The decoder's aim is to generate the output sequence, one symbol (e.g., word or character) at a time, using the continuous representations provided by the encoder and its own previous outputs.
- Self-Attention:
Self-attention in Large Language Models (LLMs) like Transformers is a mechanism that helps the model pay attention to different parts of a sentence to better understand it. It looks at all the words in the sentence at the same time and figures out how much attention each word should pay to the other words to make sense of the whole sentence.
In simple terms, it's like the model giving a "score" to the relationships between words, so it knows which words are most relevant to each other. This helps the model understand the meaning of the sentence better and captures the relationships between words, even if they are far apart in the sentence.
This is the only operation in the whole architecture that propagates information between vectors. Every other operation in the transformer is applied to each vector in the input sequence without interactions between vectors.
- Positional Encoding
In models like the Transformer that rely solely on attention mechanisms and do not use recurrent layers, they do not inherently capture the order of the sequence, positional encoding is necessary to give the model information about the positions of the tokens in the sequence.

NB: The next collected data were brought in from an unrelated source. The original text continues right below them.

PR #1359, opened 2022-03-11
fix(postcss-merge-longhand): preserve custom property case

### LINKED ISSUE #847: mergeLonghand lowercases values with multiple var references
This could be considered a reopening of #648, or a bug with the implemented fix in #649. That did fix simple cases but it still fails when values contain more than a single `var(--X)` reference. An example:

```
border: 1px solid hsla(var(--HUE), var(--SATURATION), var(--LUMINANCE), 0.5)
```

incorrectly transforms to:

```
border: 1px solid hsla(var(--hue), var(--saturation), var(--LUMINANCE), 0.5)
```

The culprit appears to be the greedy leading `.*` in the regular expression at https://github.com/cssnano/cssnano/blob/3580e7be5a4d32ed2b122d13b87380d2b150c705/packages/postcss-merge-longhand/src/lib/parseWsc.js#L6

This toLower logic could probably be fixed to handle strings with multiple vars. However, I'd question whether lowercasing should be happening in parseWsc.js at all. I feel like the mergeLonghand plugin should be limiting itself to only merging, and leave lowercasing up to other specialized plugins that can handle that in a more robust way.

ludofischer:
Fix #847

Locate every custom property inside a value, then build a
new string by preserving the custom properties and lowercasing
the rest.

### DIFF
--- a/packages/postcss-merge-longhand/src/lib/parseWsc.js
+++ b/packages/postcss-merge-longhand/src/lib/parseWsc.js
@@ -4,14 +4,29 @@ const { isWidth, isStyle, isColor } = require('./validateWsc.js');
 
 const none = /^\s*(none|medium)(\s+none(\s+(none|currentcolor))?)?\s*$/i;
 
-const varRE = /(^.*var)(.*\(.*--.*\))(.*)/i;
-/** @type {(p: RegExpExecArray) => string} */
-const varPreserveCase = (p) =>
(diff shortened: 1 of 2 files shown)


alexander-akait (approved):
Will be great to rewrite this code on good parser function, no regexps, but it can be tricky, so looks good

ludofischer:
> Will be great to rewrite this code on good parser function, no regexps, but it can be tricky, so looks good

I've also thought about that, but I think the lowercasing should probably be removed from this plugin eventually.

“I am groot” and “groot I am” will return the same results. Thus we need to create a representation of the position to the word and add it to the token embedding.
The encoding must have the same dimensionality as the embeddings so that the model can process both the content and position information together. The algorithm to calculate the encoding in the original transformer paper makes it possible to be applied to sequences of different sizes ensuring that it’s flexible to different tasks and inputs. Since the model now has both positional encoding and input encoding, it is capable of much more nuanced understanding and generation of data.